Microscopic changes observed in the macula include: diffuse sub-RPE deposits (arrowheads, A), RPE atrophy (A, B), RPE clumping (arrow, B), RPE loss (between arrowheads, B), large drusen (C), and perifoveal RPE attenuation (D) (periodic acid Schiff: A & B, x20; C, x40; D, x10). Scale bar in each panel is 10 microns.

https://doi.org/10.1371/journal.pone.0162869.g002

Specimen Preparation and Histopathology

Globes were fixed in 10% neutral buffered formalin. Eyes were oriented based on the location of the superior and inferior oblique muscles. Horizontal cuts removed the superior and inferior calottes 10 mm on either side of the optic nerve, resulting in a center calotte containing the optic nerve, macula, and pupil. Central calottes were embedded in paraffin wax. Seven μm-thick histological cross-sections of the macular region were placed on slides. The peripheral retinal regions were analyzed from the periphery of the same sections that traversed the macula (i.e., temporal and nasal retinal periphery).

Sections were de-paraffinized in two cycles of xylene for 20 minutes each and subsequently rehydrated in two cycles of 100% ethanol for 10 minutes each, followed by one cycle of 95% ethanol and 70% ethanol for two minutes each. For autofluorescence analysis, the slides were embedded with Prolong Gold Antifade Reagent (Life Technologies, Grand Island, NY, USA) and covered with cover slips. For histopathologic evaluation of the tissue, we stained additional cross-sections with Periodic Acid-Schiff (PAS). These sections (Figs 1 and 2) were selected within 25 microns of the unstained slides used for autofluorescence.
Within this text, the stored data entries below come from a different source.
PR #3109, opened 2020-12-22
runtime: Fix hugepages support

### LINKED ISSUE #2353: hugepage usage with kubernetes and kata-container
# Description of problem
I summarized some usage scenarios of hugepages
## 1. Configuration
The following two options have an impact on huge pages, where ```enable_hugepages``` is always configured as ```true```, the ```default_memory``` always configured as ```2048```and ```sandbox_cgroup_only``` is divided into two cases: ```(1) true (2) false```
```shell
sandbox_cgroup_only = true / false
enable_hugepages = true
default_memory = 2048
```
***config hugepage on host***
if the ```nr_hugepages```has changed,the ```kubelet```should restart.
```shell
[root@host-69 yaml]# sysctl vm.nr_hugepages=1024
vm.nr_hugepages = 1024
[root@host-69 yaml]# cat /proc/meminfo | grep -i huge
AnonHugePages:    280576 kB
HugePages_Total:    1024
HugePages_Free:     1024
HugePages_Rsvd:        0
HugePages_Surp:        0
Hugepagesize:       2048 kB
[root@host-69 yaml]# systemctl restart kubelet
```
### 2.1 pod does not configure huge page parameters and sandbox_cgroup_only=true　
The ```yaml```file:
```shell
apiVersion: v1
kind: Pod
metadata:
  name: busybox-one
spec:
  runtimeClassName: kata-shimv1
  containers:
  - name: busybox-1
    image: busybox:latest
    stdin: true
    tty: true
    imagePullPolicy: IfNotPresent
``` 
Restart ```kubelet```service
```shell
systemctl restart kubelet
```
Start ```pod```,and then i get the error:
```shell
Warning  FailedCreatePodSandBox  10s        kubelet, host-69   Failed create pod sandbox: rpc error: code = Unknown desc = failed to create containerd task: OCI runtime create failed: Failed to check if grpc server is working: rpc error: code = Unavailable desc = transport is closing: unknown
```
***In this case, the usage scenario is incorrect. Because the huge page parameter is not configured in the yaml file, the limit at the pod level is 0. At this time, the qemu process is placed in a subdirectory under the pod level because sandbox_cgroup_only = true.Thus the qemu porcess will be restricted.More detailed analysis can refer to the following link:***
[https://github.com/kata-containers/runtime/issues/2172]()

### 2.2 pod does not configure huge page parameters and sandbox_cgroup_only = false

```shell
sandbox_cgroup_only = false
```
```yaml
apiVersion: v1
kind: Pod
metadata:
  name: busybox-one
spec:
  runtimeClassName: kata-shimv1
  containers:
  - name: busybox-1
    image: busybox:latest
    stdin: true
    tty: true
    imagePullPolicy: IfNotPresent
```
Start ```pod```:
```shell
[root@host-69 yaml]# systemctl restart kubelet
[root@host-69 yaml]# kubectl apply -f busybox-one_no_hugepage.yaml
root@host-69 yaml]# kubectl get pods
NAME          READY   STATUS    RESTARTS   AGE
busybox-one   1/1     Running   0          60s
```
***At this point, the pod can be successfully started, because when sandbox_cgroup_only = false, although the pod level limit is still 0, the qemu process is not restricted because it is not placed in the control group under the pod.***

#### 2.3.1 pod started failed
```pod```config:
```yaml
apiVersion: v1
kind: Pod
metadata:
  name: busybox-one
spec:
  runtimeClassName: kata-shimv1
  containers:
  - name: busybox-1
    image: busybox:latest
    stdin: true
    tty: true
    imagePullPolicy: IfNotPresent
    volumeMounts:
    - mountPath: /dev/hugepages
      name: hugepage
    resources:
      limits:
        hugepages-2Mi: 4096Mi
        memory: 4096Mi
      requests:
        memory: 4096Mi
  volumes:
  - name: hugepage
    emptyDir:
      medium: HugePages
```
modify host hugepage configuration:
```shell
[root@host-69 yaml]# sysctl vm.nr_hugepages=2048
vm.nr_hugepages = 2048
[root@host-69 yaml]#
```
Restart ```kubelet```service:
```shell
systemctl restart kubelet
```
Run ```pod```,and then i get the error:
```shell
[root@host-69 yaml]# kubectl apply -f busybox-one.yaml 
pod/busybox-one created
[root@host-69 yaml]# kubectl get pods
NAME          READY   STATUS              RESTARTS   AGE
busybox-one   0/1     RunContainerError   1          5s
[root@host-69 yaml]# kubectl describe pods busybox-one
 Warning  Failed     25s (x3 over 41s)  kubelet, host-69   Error: failed to create containerd task: OCI runtime create failed: QMP command failed: unable to map backing store for guest RAM: Cannot allocate memory: unknown
```
```shell
k8s+qemu = 4096Mi + 2048Mi = needHugePages
HostHugepages = 2048 * 2Mi
```
***The above error is because there is only 4096M huge page memory on the host, but when kata calculates, 4096Mi in the pod and 2048Mi configured by kata itself are accumulated. When the virtual machine is started, the qemu process detects that the requested huge page memory exceeds Host configuration value, so an error is reported.Also,k8s does not know that kata itself has configured huge pages for virtual machines.***

#### 2.3.2 pod started successfully
```pod```config:
```yaml
apiVersion: v1
kind: Pod
metadata:
  name: busybox-one
spec:
  runtimeClassName: kata-shimv1
  containers:
  - name: busybox-1
    image: busybox:latest
    stdin: true
    tty: true
    imagePullPolicy: IfNotPresent
    volumeMounts:
    - mountPath: /dev/hugepages
      name: hugepage
    resources:
      limits:
        hugepages-2Mi: 128Mi
        memory: 128Mi
      requests:
        memory: 128Mi
  volumes:
  - name: hugepage
    emptyDir:
      medium: HugePages
```
Host hugepage conig:
modify host hugepage configuration:
```shell
[root@host-69 yaml]# sysctl vm.nr_hugepages=1088
vm.nr_hugepages = 1088
[root@host-69 yaml]#
```
Restart kubeletservice:
```shell
systemctl restart kubelet
```
Run pod, pod started successfully:
```shell
root@host-69 yaml]# kubectl apply -f busybox-one.yaml 
pod/busybox-one created
[root@host-69 yaml]# kubectl get pods
NAME          READY   STATUS    RESTARTS   AGE
busybox-one   1/1     Running   0          4s
[root@host-69 yaml]# cat /proc/meminfo | grep -i huge
AnonHugePages:    331776 kB
HugePages_Total:    1088
HugePages_Free:     1034
HugePages_Rsvd:     1034
HugePages_Surp:        0
Hugepagesize:       2048 kB
```
***Although the above pods can be successfully launched, there are also hidden problems. Because the ```hugepages-2Mi: 128Mi``` value is written in the pod-level control group, the virtual machine is configured with a huge page of ```2Gi```; when the business in the virtual machine uses a large amount of memory, at the same time the qemu process is placed in the pod's child control group which will exceed the limit of the pod control group. This issue may cause the virtual machine to go down.And i guess,the error is same as ```2.1```***
```shell
[root@host-69 pod5e2d430f-1ebe-4d80-a6fc-5ae52d897b6e]# pwd
/sys/fs/cgroup/hugetlb/kubepods/burstable/pod5e2d430f-1ebe-4d80-a6fc-5ae52d897b6e
[root@host-69 pod5e2d430f-1ebe-4d80-a6fc-5ae52d897b6e]# cat hugetlb.2MB.limit_in_bytes
134217728
[root@host-69 pod5e2d430f-1ebe-4d80-a6fc-5ae52d897b6e
```
```shell
[root@host-69 pod5e2d430f-1ebe-4d80-a6fc-5ae52d897b6e]# cd ./kata_7f3be98b62b18f29acbe93aea60c04e0168d9edafce698ff4184bda8a0c1c38b/
[root@host-69 kata_7f3be98b62b18f29acbe93aea60c04e0168d9edafce698ff4184bda8a0c1c38b]# cat cgroup.procs 
43436
43438
43444
43458
[root@host-69 kata_7f3be98b62b18f29acbe93aea60c04e0168d9edafce698ff4184bda8a0c1c38b]# ps aux | grep 43436
root      4052  0.0  0.0  16340  1112 pts/2    S+   09:49   0:00 grep --color=auto 43436
root     43436  0.0  0.0 2759216 67008 ?       Sl   12月12   0:42 /usr/bin/qemu-vanilla-system-x86_64 -name sandbox-7f3be98b62b18f29acbe93aea60c04e0168d9edafce698ff4184bda8a0c1c38b -uuid c13cf4c5-21a3-45bf-ba0b-77dbdef716b4 -machine pc,accel=kvm,kernel_irqchip,nvdimm -cpu host -qmp unix:/run/vc/vm/7f3be98b62b18f29acbe93aea60c04e0168d9edafce698ff4184bda8a0c1c38b/qmp.sock,server,nowait -m 2048M,slots=10,maxmem=97558M -device pci-bridge,bus=pci.0,id=pci-bridge-0,chassis_nr=1,shpc=on,addr=2,romfile= -device virtio-serial-pci,disable-modern=false,id=serial0,romfile= -device virtconsole,chardev=charconsole0,id=console0 -chardev socket,id=charconsole0,path=/run/vc/vm/7f3be98b62b18f29acbe93aea60c04e0168d9edafce698ff4184bda8a0c1c38b/console.sock,server,nowait -device nvdimm,id=nv0,memdev=mem0 -object memory-backend-file,id=mem0,mem-path=/usr/share/kata-containers/kata-containers-image_clearlinux_1.10.0-rc0_agent_8a4d901772.img,size=134217728 -device virtio-scsi-pci,id=scsi0,disable-modern=false,romfile= -object rng-random,id=rng0,filename=/dev/urandom -device virtio-rng,rng=rng0,romfile= -device virtserialport,chardev=charch0,id=channel0,name=agent.channel.0 -chardev socket,id=charch0,path=/run/vc/vm/7f3be98b62b18f29acbe93aea60c04e0168d9edafce698ff4184bda8a0c1c38b/kata.sock,server,nowait -device virtio-9p-pci,disable-modern=false,fsdev=extra-9p-kataShared,mount_tag=kataShared,romfile= -fsdev local,id=extra-9p-kataShared,path=/run/kata-containers/shared/sandboxes/7f3be98b62b18f29acbe93aea60c04e0168d9edafce698ff4184bda8a0c1c38b,security_model=none -netdev tap,id=network-0,vhost=on,vhostfds=3,fds=4 -device driver=virtio-net-pci,netdev=network-0,mac=26:e5:a9:23:9e:9a,disable-modern=false,mq=on,vectors=4,romfile= -global kvm-pit.lost_tick_policy=discard -vga none -no-user-config -nodefaults -nographic -daemonize -object memory-backend-file,id=dimm1,size=2048M,mem-path=/dev/hugepages -numa node,memdev=dimm1 -kernel /usr/share/kata-containers/vmlinuz-4.19.86.59-3.1.container -append tsc=reliable no_timer_check rcupdate.rcu_expedited=1 i8042.direct=1 i8042.dumbkbd=1 i8042.nopnp=1 i8042.noaux=1 noreplace-smp reboot=k console=hvc0 console=hvc1 iommu=off cryptomgr.notests net.ifnames=0 pci=lastbus=0 root=/dev/pmem0p1 rootflags=dax,data=ordered,errors=remount-ro ro rootfstype=ext4 quiet systemd.show_status=false panic=1 nr_cpus=8 agent.use_vsock=false systemd.unit=kata-containers.target systemd.mask=systemd-networkd.service systemd.mask=systemd-networkd.socket -pidfile /run/vc/vm/7f3be98b62b18f29acbe93aea60c04e0168d9edafce698ff4184bda8a0c1c38b/pid -smp 1,cores=1,threads=1,sockets=8,maxcpus=8
root     43438  0.0  0.0      0     0 ?        S    12月12   0:00 [vhost-43436]
root     43442  0.0  0.0      0     0 ?        S    12月12   0:00 [kvm-pit/43436]
[root@host-69 kata_7f3be98b62b18f29acbe93aea60c04e0168d9edafce698ff4184bda8a0c1c38b]#
```

bpradipt:
Fixes: #2353

Signed-off-by: Pradipta Banerjee <pradipta.banerjee@gmail.com>

### DIFF
--- a/virtcontainers/kata_agent.go
+++ b/virtcontainers/kata_agent.go
@@ -18,6 +18,7 @@ import (
 	"syscall"
 	"time"
 
+	units "github.com/docker/go-units"
 	"github.com/gogo/protobuf/proto"
 	aTypes "github.com/kata-containers/agent/pkg/types"
 	kataclient "github.com/kata-containers/agent/protocols/client"
@@ -33,6 +34,7 @@ import (
 	"github.com/kata-containers/runtime/virtcontainers/pkg/uuid"
 	"github.com/kata-containers/runtime/virtcontainers/store"
 	"github.com/kata-containers/runtime/virtcontainers/types"
+	"github.com/kata-containers/runtime/virtcontainers/utils"
 	"github.com/opencontainers/runtime-spec/specs-go"
 	opentracing "github.com/opentracing/opentracing-go"
 	"github.com/sirupsen/logrus"
@@ -140,6 +142,17 @@ var kataHostSharedDir = func() string {
 		return filepath.Join(rootless.GetRootlessDir(), defaultKataHostSharedDir) + "/"
 	}
 	return defaultKataHostSharedDir
+}
+
+func getPagesizeFromOpt(fsOpts []string) string {
+	//example options array: "rw", "relatime", "seclabel", "pagesize=2M"
+
+	for _, opt := range fsOpts {
+		if strings.HasPrefix(opt, "pagesize=") {
+			return strings.TrimPrefix(opt, "pagesize=")
+		}
+	}
+	return ""
 }
 
 // Shared path handling:
@@ -1429,6 +1442,13 @@ func (k *kataAgent) createContainer(sandbox *Sandbox, c *Container) (p *Process,
 	epheStorages := k.handleEphemeralStorage(ociSpec.Mounts)
 	ctrStorages = append(ctrStorages, epheStorages...)
 
+	k.Logger().WithField("ociSpec Hugepage Resources", ociSpec.Linux.Resources.HugepageLimits).Debug("ociSpec HugepageLimit")
+	hugepages, err := k.handleHugepages(ociSpec.Mounts, ociSpec.Linux.Resources.HugepageLimits)
+	if err != nil {
+		return nil, err
+	}
+	ctrStorages = append(ctrStorages, hugepages...)
+
 	localStorages := k.handleLocalStorage(ociSpec.Mounts, sandbox.id, c.rootfsSuffix)
 	ctrStorages = append(ctrStorages, localStorages...)
 
@@ -1548,6 +1568,71 @@ func (k *kataAgent) handleEphemeralStorage(mounts []specs.Mount) []*grpc.Storage
 		}
 	}
 	return epheStorages
+}
+
+// handleHugePages handles hugepages storage by
+// creating a Storage from corresponding source of the mount point
+func (k *kataAgent) handleHugepages(mounts []specs.Mount, hugepageLimits []specs.LinuxHugepageLimit) ([]*grpc.Storage, error) {
+	//Map to hold the total memory of each type of hugepages
+	optionsMap := make(map[int64]string)
+
+	for _, hp := range hugepageLimits {
+		if hp.Limit != 0 {
+			k.Logger().WithFields(logrus.Fields{
+				"Pagesize": hp.Pagesize,
+				"Limit":    hp.Limit,
+			}).Info("hugepage request")
+			//example Pagesize 2MB, 1GB etc. The Limit are in Bytes
+			pageSize, err := units.RAMInBytes(hp.Pagesize)
+			if err != nil {
+				k.Logger().Error("Unable to convert pagesize to bytes")
+				return nil, err
+			}
+			totalHpSizeStr := strconv.FormatUint(hp.Limit, 10)
+			optionsMap[pageSize] = totalHpSizeStr
+		}
+	}
+
+	var hugepages []*grpc.Storage
+	for idx, mnt := range mounts {
+		if mnt.Type != KataLocalDevType {
+			continue
+		}
+		//HugePages mount Type is Local
+		if _, fsType, fsOptions, _ := utils.GetDevicePathAndFsTypeOptions(mnt.Source); fsType == "hugetlbfs" {
+			k.Logger().WithField("fsOptions", fsOptions).Debug("hugepage mount options")
+			//Find the pagesize from the mountpoint options
+			pagesizeOpt := getPagesizeFromOpt(fsOptions)
+			if pagesizeOpt == "" {
+				return nil, fmt.Errorf("No pagesize option found in filesystem mount options")
+			}
+			pageSize, err := units.RAMInBytes(pagesizeOpt)
+			if err != nil {
+				k.Logger().Error("Unable to convert pagesize from fs mount options to bytes")
+				return nil, err
+			}
+			//Create mount option string
+			options := fmt.Sprintf("pagesize=%s,size=%s", strconv.FormatInt(pageSize, 10), optionsMap[pageSize])
+			k.Logger().WithField("Hugepage options string", options).Debug("hugepage mount options")
+			// Set the mount source path to a path that resides inside the VM
+			mounts[idx].Source = filepath.Join(ephemeralPath(), filepath.Base(mnt.Source))
+			// Set the mount type to "bind"
+			mounts[idx].Type = "bind"
+
+			// Create a storage struct so that kata agent is able to create
+			// hugetlbfs backed volume inside the VM
+			hugepage := &grpc.Storage{
+				Driver:     KataEphemeralDevType,
+				Source:     "nodev",
+				Fstype:     "hugetlbfs",
+				MountPoint: mounts[idx].Source,
+				Options:    []string{options},
+			}
+			hugepages = append(hugepages, hugepage)
+		}
+
+	}
+	return hugepages, nil
 }
 
 // handleLocalStorage handles local storage within the VM
--- a/virtcontainers/kata_agent_test.go
+++ b/virtcontainers/kata_agent_test.go
@@ -408,6 +408,61 @@ func TestHandleLocalStorage(t *testing.T) {
 	assert.Equal(t, localMountPoint, expected)
 }
 
+func TestHandleHugepages(t *testing.T) {
+	if os.Getuid() != 0 {
+		t.Skip("Test disabled as requires root user")
+	}
+
+	assert := assert.New(t)
+
+	dir, err := ioutil.TempDir("", "hugepages-test")
+	assert.Nil(err)
+	defer os.RemoveAll(dir)
+
+	k := kataAgent{}
+	var mounts []specs.Mount
+	var hugepageLimits []specs.LinuxHugepageLimit
+
+	hugepageDirs := [2]string{"hugepages-1Gi", "hugepages-2Mi"}
+	options := [2]string{"pagesize=1024M", "pagesize=2M"}
+
+	for i := 0; i < 2; i++ {
+		target := path.Join(dir, hugepageDirs[i])
+		err := os.MkdirAll(target, 0777)
+		assert.NoError(err, "Unable to create dir %s", target)
+
+		err = syscall.Mount("nodev", target, "hugetlbfs", uintptr(0), options[i])
+		assert.NoError(err, "Unable to mount %s", target)
+
+		defer syscall.Unmount(target, 0)
+		defer os.RemoveAll(target)
+		mount := specs.Mount{
+			Type:   KataLocalDevType,
+			Source: target,
+		}
+		mounts = append(mounts, mount)
+
+	}
+
+	hugepageLimits = []specs.LinuxHugepageLimit{
+		{
+			Pagesize: "1GB",
+			Limit:    1073741824,
+		},
+		{
+			Pagesize: "2MB",
+			Limit:    134217728,
+		},
+	}
+
+	hugepages, err := k.handleHugepages(mounts, hugepageLimits)
+
+	assert.NoError(err, "Unable to handle hugepages %v", hugepageLimits)
+	assert.NotNil(hugepages)
+	assert.Equal(len(hugepages), 2)
+
+}
+
 func TestHandleDeviceBlockVolume(t *testing.T) {
 	k := kataAgent{}
 
--- a/virtcontainers/sandbox.go
+++ b/virtcontainers/sandbox.go
@@ -1873,8 +1873,9 @@ func (s *Sandbox) updateResources() error {
 	sandboxVCPUs += s.hypervisor.hypervisorConfig().NumVCPUs
 
 	sandboxMemoryByte := s.calculateSandboxMemory()
+
 	// Add default / rsvd memory for sandbox.
-	sandboxMemoryByte += int64(s.hypervisor.hypervisorConfig().MemorySize) << utils.MibToBytesShift
+	sandboxMemoryByte += uint64(s.hypervisor.hypervisorConfig().MemorySize) << utils.MibToBytesShift
 
 	// Update VCPUs
 	s.Logger().WithField("cpus-sandbox", sandboxVCPUs).Debugf("Request to hypervisor to update vCPUs")
@@ -1894,7 +1895,9 @@ func (s *Sandbox) updateResources() error {
 
 	// Update Memory
 	s.Logger().WithField("memory-sandbox-size-byte", sandboxMemoryByte).Debugf("Request to hypervisor to update memory")
-	newMemory, updatedMemoryDevice, err := s.hypervisor.resizeMemory(uint32(sandboxMemoryByte>>utils.MibToBytesShift), s.state.GuestMemoryBlockSizeMB, s.state.GuestMemoryHotplugProbe)
+	newMemoryMB := uint32(sandboxMemoryByte >> utils.MibToBytesShift)
+
+	newMemory, updatedMemoryDevice, err := s.hypervisor.resizeMemory(newMemoryMB, s.state.GuestMemoryBlockSizeMB, s.state.GuestMemoryHotplugProbe)
 	if err != nil {
 		return err
 	}
@@ -1912,8 +1915,8 @@ func (s *Sandbox) updateResources() error {
 	return nil
 }
 
-func (s *Sandbox) calculateSandboxMemory() int64 {
-	memorySandbox := int64(0)
+func (s *Sandbox) calculateSandboxMemory() uint64 {
+	memorySandbox := uint64(0)
 	for _, c := range s.config.Containers {
 		// Do not hot add again non-running containers resources
 		if cont, ok := s.containers[c.ID]; ok && cont.state.State == types.StateStopped {
@@ -1921,10 +1924,18 @@ func (s *Sandbox) calculateSandboxMemory() int64 {
 			continue
 		}
 
-		if m := c.Resources.Memory; m != nil && m.Limit != nil {
-			memorySandbox += *m.Limit
+		if m := c.Resources.Memory; m != nil && m.Limit != nil && *m.Limit > 0 {
+			memorySandbox += uint64(*m.Limit)
+			s.Logger().WithField("memory limit", memorySandbox).Info("Memory Sandbox + Memory Limit ")
+		}
+
+		//Add hugepages memory
+		//HugepageLimit is uint64 - https://github.com/opencontainers/runtime-spec/blob/master/specs-go/config.go#L242
+		for _, l := range c.Resources.HugepageLimits {
+			memorySandbox += uint64(l.Limit)
 		}
 	}
+
 	return memorySandbox
 }
 
--- a/virtcontainers/sandbox_test.go
+++ b/virtcontainers/sandbox_test.go
@@ -149,13 +149,14 @@ func TestCalculateSandboxMem(t *testing.T) {
 	sandbox.config = &SandboxConfig{}
 	unconstrained := newTestContainerConfigNoop("cont-00001")
 	constrained := newTestContainerConfigNoop("cont-00001")
-	limit := int64(4000)
-	constrained.Resources.Memory = &specs.LinuxMemory{Limit: &limit}
+	mlimit := int64(4000)
+	limit := uint64(4000)
+	constrained.Resources.Memory = &specs.LinuxMemory{Limit: &mlimit}
 
 	tests := []struct {
 		name       string
 		containers []ContainerConfig
-		want       int64
+		want       uint64
 	}{
 		{"1-unconstrained", []ContainerConfig{unconstrained}, 0},
 		{"2-unconstrained", []ContainerConfig{unconstrained, unconstrained}, 0},
@@ -171,6 +172,45 @@ func TestCalculateSandboxMem(t *testing.T) {
 			assert.Equal(t, got, tt.want)
 		})
 	}
+}
+
+func TestSandboxHugepageLimit(t *testing.T) {
+	contConfig1 := newTestContainerConfigNoop("cont-00001")
+	contConfig2 := newTestContainerConfigNoop("cont-00002")
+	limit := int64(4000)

Confocal Microscopy and Autofluorescence Spectroscopy

Spectral autofluorescence images were collected from the unstained histological cross-sections using a 100x oil immersion, plan apochromatic TIRF, 1.5-NA objective lens on a Nikon A1R laser scanning confocal microscope (Nikon Instruments, Inc., Melville, NY, USA). The laser intensity, pinhole diameter (1.3 AU), scan speed (8X), and image size (1024 x 1024 pixels) were constant for each scan. Acquisition was controlled via Nikon Elements NIS 4.0 computer software (Nikon Instruments, Inc., Melville, NY, USA).

Datasets were acquired at 488 nm excitation and emission spectra were collected between 496 and 616 nm (21 channels at 6 nm intervals). A low-angle incidence dichroic mirror (filter) at 405/488 nm provided additional filtering to separate excitation and emission light.

Sections within the macula were confirmed by the presence of a multi-layered ganglion cell layer and proximity to the foveal section. [15] “Peripheral datasets” were obtained from the periphery (nasal or temporal) of the chosen macula slide and confirmed by a single ganglion cell layer.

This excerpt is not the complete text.